O mito da borboleta dourada

Nota do Tradutor

Evgeny Vsevolodovich Golovin (26 de agosto de 1938 – 29 de outubro de 2010), foi um brilhante poeta, ocultista, esoterista, alquimista, místico e compositor. Uma das mentes mais brilhantes de sua época, Golovin possuía a sensibilidade para notar as operações Alquímicas nas grandes obras da literatura. Em seus diversos textos sobre mitologia, Golovin vai além até mesmo da análise esotérica, buscando uma unidade de linguagem entre o ocultismo e as grandes obras da literatura mundial. De fato, não é um trabalho fácil, mas Golovin consegue ser brilhante em uma tarefa tão complicada: de Doyle até Lewis Carrol, vai traçando em seus diversos ensaios sobre mitologia um paralelo muito interessante, pertinente aos estudiosos e praticantes da Alquimia: como sabemos, a Grande Obra possui em si mesma todas as possibilidades da alma humana. Uma obra literária, portanto, seria uma expressão de alguma possibilidade contida na Grande Obra Alquímica – buscar estes paralelos é tão difícil quanto decifrar os enigmas, símbolos e parábolas alquímicas.
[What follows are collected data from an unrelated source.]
PR #1411, opened 2021-03-29
[ROCM] add rocm support

micmelesse:
This PR adds support for building pytorch audio in ROCM. We currently disable 5 tests. There is still more work to be done but with the changes in this PR, we can build and test pytorch audio on ROCM.

### DIFF
--- a/test/torchaudio_unittest/backend/soundfile/save_test.py
+++ b/test/torchaudio_unittest/backend/soundfile/save_test.py
@@ -11,7 +11,7 @@ from torchaudio_unittest.common_utils import (
     get_wav_data,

Como no caso deste texto, em sua análise sobre a borboleta dourada, Golovin consegue identificar com brilhantismo o símbolo do mito com uma passagem de “Alice no País das Maravilhas”. No século XX, muitos se aprofundaram no estudo da Alquimia, mas poucos conseguiram interpretar a Alquimia como um contraponto à arquimodernidade, algo que Golovin fez com muito brilhantismo.

Este artigo é parte do projeto “Artigos Selecionados”, uma coletânea de artigos de Golovin, traduzidos do russo para o português.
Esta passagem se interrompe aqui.